I was sailing a Yamaha Seahopper at the time. It was fast but it hasn't got a trapeze. So I looked for a dinghy which goes faster and has a trapeze like the Hobie and I found it.
BSP's Panaga yacht club, was buying a new fleet of 470's and selling its old boats by auction (advertised in the Salam). I entered a bid and bought all three for 2k. I cannibalised the parts and ended up with one complete 470 sailing dinghy. However Eugene was just too young to use the trapeze as shown in this file photo ( minimum body weight required was 60 kg).
The 470 is a very powerful boat. In fact too much boat for a novice single hander because it was designed as a 2-men boat. It had three sails: jib, main and spinnaker. I was soon looking for another dinghy and I found it.
An expiate arrived from Oman on transfer. He packed his own Laser inside his 20 ft. container with all his furniture. At the Shell yacht club, Piasau, he found a whole fleet of brand new Lasers at his disposal. He advertised his old boat for sale and I was the only person interested in it. I offered him RM650 for it and I got it. He was most surprised when I arrived with my own boat trailer to pick up the boat the next day! Except for me, there were no other buyers out there looking for a sailing dinghy!
It was a Hobie 16, big brother to the Hobie 14 and 12 which has just one sail, the main. This Hobie 16 is a sloop rigged, two-man catamaran (twin hulls). The Hobie concept is a massed produced cat for surfing, racing and just for fun sail boat (130,000 sold world wide). It carries an enormous sail area for its size, 22.3 sq metre (240 sq ft). Its performance is brilliant in a fresh breeze. Because of the large sail area, it sails almost like a skiff. The crew and helm both have a trapeze for hiking out if necessary. The off set design of the hulls made a centre board unnecessary. The twin rudders are operated by well designed cams allowing the boat to beach safely. On hitting the beach, the rudders are rigged to kick up automatically, thus avoiding damage.
|on the way home|
This Hobie 16 (sail No 82193) was advertised for sale on Trademe, (a NZ buy/sell web site). I monitored it daily for three weeks. There were no buyers because winter is approaching next month. Within 2 hours of viewing the boat in Raglan, I paid the owner and towed it home. This will be my winter project this year. I can sail it right now but the weather is slightly too cold in June for performing capsize drills. This was the very reason why I decided to buy a 19ft trailer yacht in 1996 (Kestrel). It doesn't capsize; neither should a Hobie 16 when single handed by an experienced helm. After 35 years' sailing different dinghies and yachts, I feel quite confident and capable of handling this, my first catamaran.

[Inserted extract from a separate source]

PR #208, opened 2017-05-22
Feature/populate student history

millerts:


service/src/main/java/tds/exam/configuration/item/selection/ItemSelectionConfiguration.java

There are lots of things to fix on this 1982 model. I laid out and examined the jib and main (sails). They are in reasonable condition. The main sheet is good but the jib sheet is pretty worn out. Lines are expensive ($3 to $5 per metre) I need to replace all the shock cords which are in poor condition. The traveler is broken and un-serviceable. First I will wash this boat with my hi-pressure pump and give it a thorough inspection on the front lawn where it is parked now. It will probably not be launched until next spring when the weather gets a bit warmer for dinghy sailing. Included with this boat is a road trailer and also a separate set of launching wheels for the beach. The mast weighs 18 kg and 8M long. The taller front support for the mast on the road trailer enables it to clear the towing vehicle by a slim margin.
|winter project, 2015|
The boat is 2.5M wide and overhangs the trailer wheels on both sides. On the way home, I found out that it was much easier to tow on the highway than my previous boat, a Noelex 22 which weighs 736 kg.
|my previous boat|
Down sizing certainly has its many advantages. It seems now possible that I will continue my sailing hobby for a few more years to come. A catamaran can not plane (overtake its own bow wave) but it can fly one hull under windy conditions; making it an extremely exciting boat to sail, comparable to a skiff. This is my very first catamaran. I am very confident that I will be able to handle it alone on the water if I choose to launch it when the wind does not exceed 10 knots. With stronger wind speed I will need to learn to hang out on the trapeze!